KR20130136264A - Specific primers for pines distinction, analysis kit using its primers, and pines distinciton method using thereof - Google Patents

Abstract

The present invention relates to: a SNP primer capable of easily differentiating P. densiflora, P. thunbergii, P. sylvestris, P. densiflora for. Multicanlis, P. rigida, P. rigitaeda, P. mugo, P. koraiensis, and P. bungean; a kit including the same; and a method for differentiating pines using the same. According to the present invention, the SNP primer for differentiating pines on the basis of trnT(UGU)- trnL(UAA)3' axon of chlorophyll of pine leaves can easily differentiate pines which are difficult to be morphologically differentiate such as P. densiflora, P. thunbergii, P. sylvestris, P. densiflora for. Multicanlis, P. rigida, P. rigitaeda, P. mugo, P. koraiensis, P. bungean and the like so as to secure genetic specificity of Korean red pines and to provide as a breed development marker for Korean red pines. Additionally, the present invention can block disguise of imported log as Korean red pines to be sold at a high price, and therefore, it can establish a distribution order system in a purely functional way and prevent imported log from illegally being brought in to the country.

Description

[0001] The present invention relates to SNP primers for distinguishing pine species, a kit containing the SNP primers, and a method for distinguishing pine trees using the same. [0002] Specific primers for pines distinction,

The present invention relates to a SNP primer capable of easily discriminating between a pine tree, a pine tree, a Siberian pine tree, a conveyor, a ligature, a lycetta, a mugo, a pine tree, and a pine tree, a kit including the SNP primer, and a pine tree discriminating method using the same.

Pinus densiflora ) is a pine tree species and is classified as evergreen tree or shrub. They grow in the American tropics, northern Eurasia, and in Southeast Asia (Plomion et al. 2007).

The pine tree is the most economical wood production, and it is used as raw material of pulp. It can produce terfenfin oil and rosin as by-products, which is very useful value. Especially, in the case of wintering, it is a representative softwood of Korea, so it is good for wood and it is widely used for building and furniture materials.

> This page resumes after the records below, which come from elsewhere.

PR #3239, opened 2026-07-22
Fix default node package install shadowed by empty custom_node_package from CLI

hanwen-cluster:
### Description of changes

In #3211, the change relied on a default custom_node_package attribute pointing at the official S3 package, but the CLI always injects custom_node_package into dna.json (empty when there is no DevSettings/NodePackage). So the effective value was "", and build-image failed on a cluster without DevSettings/NodePackage.

- Revert the default on custom_node_package. It now means only "customer-supplied override", and revert change in is_custom_node? to a simple non-empty check.
- Add `official_node_package` attribute in `versions.rb`.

However, as the quantity of imported wood is increasing recently, it is difficult to distinguish between the wrinkled and radiating ducts due to the anatomical structure, despite the fact that the cheap Soviet shipments are sold by the Korean shipments. Therefore, it is imperative to find a marker that can distinguish between the shipment and the Savior's shipment, and that can systematically analyze Mucho, Rigida, Rigida, Haesong, and Baitsong belonging to the same group and barcode them.

DNA barcodes are research methods that are applied to the identification, classification, and identification of cultivars using the relatively short and similarity of generalized DNA sequences. The CBOL Plant Working Group, 2009, has been evaluated to overcome the limitations of morphological classification because it can be used as a means to evaluate biodiversity,

The first type of marker developed in pine trees was a marker using isozymes (Tulsieram et al. 1992). Markers using homozygous enzymes have the advantage of being able to compare multiplexes of pine proteins by 2D-PAGE. However, this marker did not cover the pine tree genome. Importantly, proteins can be easily analyzed by mass spectrometry (Gion et al. 2005).

RFLP is a marker for polymorphism analysis using restriction enzymes, and was reported by a study of P. taeda in the early 1990s (Neale and Williams 1991). Although researchers have suggested that there are sufficient numbers for high-density genome mapping, studies have been done only on P. taeda (Devey et al. 1994) and P. radiata (Devey et al.

As the PCR technique was developed in the mid-1990s, molecular markers also introduced PCR techniques. The development of this technology has drastically reduced the time required to obtain the experimental results. The early markers developed using the PCR technique include AFLP and RAPD, which led to a genome-wide analysis of the genomes in the forest trees including pine species (Cervera et al. 2000). However, they were limited due to the nature of the dominant mark.

In general, chloroplast DNA in coniferous trees is a haploid diagenesis that is inherited only by paternity, and cpSSR has an advantage in that it exhibits the characteristics of expressive features (Anzidei et al. 1999). (Echt et al., 1998), which has been used as a useful marker by several researchers (Powell et al., 1996; Morgante et al., 1997)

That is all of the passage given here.